**PROBLEM STATEMENT:** The word "remoteEndpoint" may appear in some lines of the data; copy every such line.

+---+

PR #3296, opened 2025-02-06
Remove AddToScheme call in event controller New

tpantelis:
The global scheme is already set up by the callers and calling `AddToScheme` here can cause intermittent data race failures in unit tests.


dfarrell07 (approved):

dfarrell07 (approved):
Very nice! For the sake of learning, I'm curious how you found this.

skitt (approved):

+---+

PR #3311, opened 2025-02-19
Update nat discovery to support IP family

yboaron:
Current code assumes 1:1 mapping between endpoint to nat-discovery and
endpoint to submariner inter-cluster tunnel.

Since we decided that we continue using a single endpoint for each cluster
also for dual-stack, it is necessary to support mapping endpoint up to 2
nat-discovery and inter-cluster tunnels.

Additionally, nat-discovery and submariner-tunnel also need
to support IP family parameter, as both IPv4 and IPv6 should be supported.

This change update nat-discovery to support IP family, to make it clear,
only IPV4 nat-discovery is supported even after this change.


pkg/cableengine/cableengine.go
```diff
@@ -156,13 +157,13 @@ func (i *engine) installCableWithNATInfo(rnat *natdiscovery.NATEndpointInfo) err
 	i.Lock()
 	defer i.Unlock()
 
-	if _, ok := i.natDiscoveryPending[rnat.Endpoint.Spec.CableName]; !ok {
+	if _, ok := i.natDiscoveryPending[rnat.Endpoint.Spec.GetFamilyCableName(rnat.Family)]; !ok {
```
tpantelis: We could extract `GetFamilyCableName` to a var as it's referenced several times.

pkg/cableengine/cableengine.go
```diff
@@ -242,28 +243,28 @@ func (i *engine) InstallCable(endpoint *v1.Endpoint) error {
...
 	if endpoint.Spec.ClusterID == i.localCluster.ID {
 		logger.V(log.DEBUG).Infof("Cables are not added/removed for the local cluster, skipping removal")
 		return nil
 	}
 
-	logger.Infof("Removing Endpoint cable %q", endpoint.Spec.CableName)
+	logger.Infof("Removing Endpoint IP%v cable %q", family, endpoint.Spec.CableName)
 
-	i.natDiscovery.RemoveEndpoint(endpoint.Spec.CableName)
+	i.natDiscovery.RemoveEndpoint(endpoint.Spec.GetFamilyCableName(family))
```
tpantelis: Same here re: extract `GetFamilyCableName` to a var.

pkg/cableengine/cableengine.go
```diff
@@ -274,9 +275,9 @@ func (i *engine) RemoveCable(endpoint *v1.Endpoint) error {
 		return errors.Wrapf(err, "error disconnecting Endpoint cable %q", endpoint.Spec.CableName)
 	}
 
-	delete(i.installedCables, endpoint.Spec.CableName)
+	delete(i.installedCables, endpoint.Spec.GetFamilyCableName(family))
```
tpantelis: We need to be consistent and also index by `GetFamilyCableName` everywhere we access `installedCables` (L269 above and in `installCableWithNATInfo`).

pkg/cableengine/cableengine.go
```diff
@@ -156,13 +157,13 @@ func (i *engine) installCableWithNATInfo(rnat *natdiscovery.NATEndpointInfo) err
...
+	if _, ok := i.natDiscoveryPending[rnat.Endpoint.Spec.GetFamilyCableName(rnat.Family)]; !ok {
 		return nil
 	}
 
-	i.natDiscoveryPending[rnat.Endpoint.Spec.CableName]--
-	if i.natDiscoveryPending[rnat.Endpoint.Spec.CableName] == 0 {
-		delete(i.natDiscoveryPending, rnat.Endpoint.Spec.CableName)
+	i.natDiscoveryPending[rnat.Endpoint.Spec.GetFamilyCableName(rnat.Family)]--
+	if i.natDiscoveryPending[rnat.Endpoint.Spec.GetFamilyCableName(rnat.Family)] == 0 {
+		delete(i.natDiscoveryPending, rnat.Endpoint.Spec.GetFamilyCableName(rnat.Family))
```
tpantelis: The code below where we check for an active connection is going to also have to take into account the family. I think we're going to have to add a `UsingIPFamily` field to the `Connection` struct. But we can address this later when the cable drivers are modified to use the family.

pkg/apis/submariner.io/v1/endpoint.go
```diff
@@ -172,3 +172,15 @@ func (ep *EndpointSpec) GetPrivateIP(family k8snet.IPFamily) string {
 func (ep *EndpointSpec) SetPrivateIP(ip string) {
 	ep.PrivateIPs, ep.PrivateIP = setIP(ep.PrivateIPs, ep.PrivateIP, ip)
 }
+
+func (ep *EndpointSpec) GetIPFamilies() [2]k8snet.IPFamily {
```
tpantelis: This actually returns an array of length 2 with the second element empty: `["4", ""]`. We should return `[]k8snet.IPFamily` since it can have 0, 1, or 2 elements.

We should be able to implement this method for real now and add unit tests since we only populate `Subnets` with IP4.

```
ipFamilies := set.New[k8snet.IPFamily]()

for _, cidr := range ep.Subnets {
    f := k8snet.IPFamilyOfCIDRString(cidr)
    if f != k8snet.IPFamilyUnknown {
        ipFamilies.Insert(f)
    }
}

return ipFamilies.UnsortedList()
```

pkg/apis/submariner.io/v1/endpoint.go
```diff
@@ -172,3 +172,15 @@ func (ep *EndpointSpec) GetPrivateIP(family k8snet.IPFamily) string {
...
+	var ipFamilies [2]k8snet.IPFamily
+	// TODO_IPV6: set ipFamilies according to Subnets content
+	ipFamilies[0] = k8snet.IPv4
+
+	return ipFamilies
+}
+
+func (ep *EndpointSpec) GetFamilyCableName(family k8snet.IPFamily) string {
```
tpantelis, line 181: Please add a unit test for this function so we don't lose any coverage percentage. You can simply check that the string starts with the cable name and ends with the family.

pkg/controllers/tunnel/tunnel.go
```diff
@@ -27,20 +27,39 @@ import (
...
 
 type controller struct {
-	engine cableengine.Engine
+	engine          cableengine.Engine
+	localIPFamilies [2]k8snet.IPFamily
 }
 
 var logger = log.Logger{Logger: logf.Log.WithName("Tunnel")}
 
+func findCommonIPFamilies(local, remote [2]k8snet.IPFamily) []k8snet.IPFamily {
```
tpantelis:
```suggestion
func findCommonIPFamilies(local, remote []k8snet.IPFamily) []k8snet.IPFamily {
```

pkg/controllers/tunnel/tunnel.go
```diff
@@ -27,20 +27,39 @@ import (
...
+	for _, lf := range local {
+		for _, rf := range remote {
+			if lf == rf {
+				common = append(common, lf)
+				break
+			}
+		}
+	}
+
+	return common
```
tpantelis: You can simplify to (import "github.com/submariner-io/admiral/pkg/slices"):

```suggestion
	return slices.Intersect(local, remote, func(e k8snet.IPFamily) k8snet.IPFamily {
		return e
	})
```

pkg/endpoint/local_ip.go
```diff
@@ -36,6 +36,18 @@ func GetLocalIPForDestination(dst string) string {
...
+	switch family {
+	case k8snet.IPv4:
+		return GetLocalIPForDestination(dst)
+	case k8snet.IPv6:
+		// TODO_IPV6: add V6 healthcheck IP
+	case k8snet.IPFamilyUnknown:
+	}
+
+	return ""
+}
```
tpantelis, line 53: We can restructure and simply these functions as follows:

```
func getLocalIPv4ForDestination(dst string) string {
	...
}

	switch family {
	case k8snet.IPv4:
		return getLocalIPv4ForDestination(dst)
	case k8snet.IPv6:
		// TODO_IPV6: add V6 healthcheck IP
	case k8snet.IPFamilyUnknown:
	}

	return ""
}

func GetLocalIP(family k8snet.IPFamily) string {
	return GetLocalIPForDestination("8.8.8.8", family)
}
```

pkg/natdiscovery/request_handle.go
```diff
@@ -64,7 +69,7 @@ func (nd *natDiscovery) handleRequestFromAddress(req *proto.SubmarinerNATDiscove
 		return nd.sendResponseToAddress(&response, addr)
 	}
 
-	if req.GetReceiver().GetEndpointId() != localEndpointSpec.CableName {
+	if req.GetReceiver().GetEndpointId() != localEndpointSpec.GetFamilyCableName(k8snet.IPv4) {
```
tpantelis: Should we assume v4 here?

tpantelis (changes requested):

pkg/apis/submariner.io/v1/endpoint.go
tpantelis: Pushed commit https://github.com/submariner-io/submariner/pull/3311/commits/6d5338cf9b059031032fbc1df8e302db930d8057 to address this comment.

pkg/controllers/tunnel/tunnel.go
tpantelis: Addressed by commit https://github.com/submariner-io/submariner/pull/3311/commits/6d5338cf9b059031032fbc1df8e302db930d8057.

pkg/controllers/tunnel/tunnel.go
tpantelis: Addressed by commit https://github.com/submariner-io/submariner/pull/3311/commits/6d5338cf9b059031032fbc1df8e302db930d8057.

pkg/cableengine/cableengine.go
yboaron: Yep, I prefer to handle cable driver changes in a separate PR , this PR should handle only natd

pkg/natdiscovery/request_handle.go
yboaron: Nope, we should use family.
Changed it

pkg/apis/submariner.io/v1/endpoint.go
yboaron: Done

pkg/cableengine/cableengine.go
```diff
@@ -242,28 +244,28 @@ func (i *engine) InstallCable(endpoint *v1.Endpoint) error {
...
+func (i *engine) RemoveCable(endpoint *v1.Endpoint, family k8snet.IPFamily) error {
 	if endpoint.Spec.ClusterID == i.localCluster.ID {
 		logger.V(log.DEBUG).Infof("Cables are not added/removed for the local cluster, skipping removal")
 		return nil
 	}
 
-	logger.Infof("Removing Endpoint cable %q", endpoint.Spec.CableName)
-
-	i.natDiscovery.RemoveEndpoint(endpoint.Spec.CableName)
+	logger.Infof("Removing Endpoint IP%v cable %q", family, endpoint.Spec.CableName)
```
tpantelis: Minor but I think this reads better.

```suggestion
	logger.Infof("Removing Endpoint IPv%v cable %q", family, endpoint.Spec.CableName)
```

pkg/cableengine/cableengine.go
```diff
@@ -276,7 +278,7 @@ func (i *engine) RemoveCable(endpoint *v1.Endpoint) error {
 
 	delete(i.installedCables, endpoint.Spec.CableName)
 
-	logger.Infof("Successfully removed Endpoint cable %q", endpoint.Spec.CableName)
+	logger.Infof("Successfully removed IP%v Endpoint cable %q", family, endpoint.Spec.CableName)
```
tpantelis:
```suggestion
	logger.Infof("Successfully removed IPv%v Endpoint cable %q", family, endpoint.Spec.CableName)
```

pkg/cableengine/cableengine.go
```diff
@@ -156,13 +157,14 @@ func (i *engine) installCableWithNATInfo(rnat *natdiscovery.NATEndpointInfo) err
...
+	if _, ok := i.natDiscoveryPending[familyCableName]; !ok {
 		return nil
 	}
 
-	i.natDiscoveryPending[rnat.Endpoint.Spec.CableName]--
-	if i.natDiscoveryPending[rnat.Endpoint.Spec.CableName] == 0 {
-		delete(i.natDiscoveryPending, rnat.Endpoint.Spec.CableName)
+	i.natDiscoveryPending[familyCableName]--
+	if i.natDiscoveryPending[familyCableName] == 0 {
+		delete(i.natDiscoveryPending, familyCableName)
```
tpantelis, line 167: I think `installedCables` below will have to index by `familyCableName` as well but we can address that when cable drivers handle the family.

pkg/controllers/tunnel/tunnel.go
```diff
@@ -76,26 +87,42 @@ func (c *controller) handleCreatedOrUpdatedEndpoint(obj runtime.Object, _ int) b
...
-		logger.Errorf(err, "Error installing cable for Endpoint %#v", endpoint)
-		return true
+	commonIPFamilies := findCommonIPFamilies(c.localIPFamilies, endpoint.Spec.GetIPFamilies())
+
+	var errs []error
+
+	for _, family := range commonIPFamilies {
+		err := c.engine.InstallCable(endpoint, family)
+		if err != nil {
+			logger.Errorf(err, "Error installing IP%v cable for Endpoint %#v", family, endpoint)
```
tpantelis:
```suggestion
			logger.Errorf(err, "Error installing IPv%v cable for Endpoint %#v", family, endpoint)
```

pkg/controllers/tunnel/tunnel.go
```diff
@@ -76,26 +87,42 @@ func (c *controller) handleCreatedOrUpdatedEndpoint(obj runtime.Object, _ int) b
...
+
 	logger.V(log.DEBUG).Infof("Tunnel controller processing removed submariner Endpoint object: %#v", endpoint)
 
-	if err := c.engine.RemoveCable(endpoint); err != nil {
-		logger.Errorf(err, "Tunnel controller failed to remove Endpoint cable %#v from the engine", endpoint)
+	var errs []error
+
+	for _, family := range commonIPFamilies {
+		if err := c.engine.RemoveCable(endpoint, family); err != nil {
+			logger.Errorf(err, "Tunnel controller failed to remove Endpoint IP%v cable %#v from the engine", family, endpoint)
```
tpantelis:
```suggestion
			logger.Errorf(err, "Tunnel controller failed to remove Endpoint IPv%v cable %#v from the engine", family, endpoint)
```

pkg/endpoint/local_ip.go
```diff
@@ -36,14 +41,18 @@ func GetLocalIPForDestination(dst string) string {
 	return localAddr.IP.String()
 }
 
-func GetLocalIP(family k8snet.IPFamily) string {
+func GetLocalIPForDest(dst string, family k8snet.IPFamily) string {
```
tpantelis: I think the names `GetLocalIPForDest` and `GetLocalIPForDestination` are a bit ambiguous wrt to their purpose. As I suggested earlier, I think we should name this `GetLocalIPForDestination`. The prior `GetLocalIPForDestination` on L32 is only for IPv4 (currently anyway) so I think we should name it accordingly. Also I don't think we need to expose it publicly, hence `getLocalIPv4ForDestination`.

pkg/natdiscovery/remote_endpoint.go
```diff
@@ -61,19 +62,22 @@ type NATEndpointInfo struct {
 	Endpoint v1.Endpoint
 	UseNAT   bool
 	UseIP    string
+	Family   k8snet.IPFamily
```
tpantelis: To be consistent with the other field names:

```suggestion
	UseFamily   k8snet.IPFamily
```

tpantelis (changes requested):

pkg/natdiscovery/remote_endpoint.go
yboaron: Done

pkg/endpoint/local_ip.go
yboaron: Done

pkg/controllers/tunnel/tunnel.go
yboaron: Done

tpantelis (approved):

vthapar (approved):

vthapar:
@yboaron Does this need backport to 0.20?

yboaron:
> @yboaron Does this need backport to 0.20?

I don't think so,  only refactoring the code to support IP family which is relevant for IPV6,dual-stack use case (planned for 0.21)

+---+

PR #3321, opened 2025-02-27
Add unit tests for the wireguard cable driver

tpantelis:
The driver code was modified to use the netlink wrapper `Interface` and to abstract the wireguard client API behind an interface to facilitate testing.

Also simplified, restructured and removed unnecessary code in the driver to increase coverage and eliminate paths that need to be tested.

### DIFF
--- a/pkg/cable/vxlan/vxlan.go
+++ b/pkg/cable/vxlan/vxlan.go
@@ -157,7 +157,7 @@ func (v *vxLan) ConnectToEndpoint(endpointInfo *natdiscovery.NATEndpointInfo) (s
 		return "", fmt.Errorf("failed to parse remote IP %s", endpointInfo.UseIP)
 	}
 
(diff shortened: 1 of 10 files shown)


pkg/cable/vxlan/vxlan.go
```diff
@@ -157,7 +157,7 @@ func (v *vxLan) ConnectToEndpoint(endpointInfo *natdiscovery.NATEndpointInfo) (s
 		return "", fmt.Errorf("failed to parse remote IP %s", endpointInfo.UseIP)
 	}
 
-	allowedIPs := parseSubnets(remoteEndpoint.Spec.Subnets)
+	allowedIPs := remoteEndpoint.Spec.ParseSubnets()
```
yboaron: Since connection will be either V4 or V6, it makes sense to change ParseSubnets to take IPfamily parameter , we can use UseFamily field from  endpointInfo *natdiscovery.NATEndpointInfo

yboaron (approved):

+---+

**SOLVED EXERCISE:**
-	allowedIPs := parseSubnets(remoteEndpoint.Spec.Subnets)
+	allowedIPs := remoteEndpoint.Spec.ParseSubnets()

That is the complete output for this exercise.